Stored dataset items:
=== Section Start ===

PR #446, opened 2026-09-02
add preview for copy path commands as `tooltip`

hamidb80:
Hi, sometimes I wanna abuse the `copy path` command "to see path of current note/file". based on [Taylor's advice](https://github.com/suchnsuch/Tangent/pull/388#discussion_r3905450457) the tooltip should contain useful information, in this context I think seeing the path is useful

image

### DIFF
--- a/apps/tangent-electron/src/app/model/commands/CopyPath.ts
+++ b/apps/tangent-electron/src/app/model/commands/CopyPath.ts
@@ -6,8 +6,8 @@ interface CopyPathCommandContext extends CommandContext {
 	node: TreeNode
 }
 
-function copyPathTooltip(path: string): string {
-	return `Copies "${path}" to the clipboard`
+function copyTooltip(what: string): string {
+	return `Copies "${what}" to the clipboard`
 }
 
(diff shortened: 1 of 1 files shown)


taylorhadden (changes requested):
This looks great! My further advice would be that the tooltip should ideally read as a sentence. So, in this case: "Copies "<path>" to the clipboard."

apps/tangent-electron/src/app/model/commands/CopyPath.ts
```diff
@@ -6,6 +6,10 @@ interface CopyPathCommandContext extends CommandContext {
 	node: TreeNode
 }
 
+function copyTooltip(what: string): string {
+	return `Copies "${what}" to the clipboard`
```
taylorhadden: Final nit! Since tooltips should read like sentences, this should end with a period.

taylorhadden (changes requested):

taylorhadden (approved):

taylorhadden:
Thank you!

=== Section End ===

→ **Your instructions**: Starting at the first line of the entries above, please extract each line up to and including the line with "-function copyPathTooltip(path: string): string", unchanged, and add nothing.

→ **Output of the exercise**:
PR #446, opened 2026-09-02
add preview for copy path commands as `tooltip`

hamidb80:
Hi, sometimes I wanna abuse the `copy path` command "to see path of current note/file". based on [Taylor's advice](https://github.com/suchnsuch/Tangent/pull/388#discussion_r3905450457) the tooltip should contain useful information, in this context I think seeing the path is useful

image

### DIFF
--- a/apps/tangent-electron/src/app/model/commands/CopyPath.ts
+++ b/apps/tangent-electron/src/app/model/commands/CopyPath.ts
@@ -6,8 +6,8 @@ interface CopyPathCommandContext extends CommandContext {
 	node: TreeNode
 }
 
-function copyPathTooltip(path: string): string {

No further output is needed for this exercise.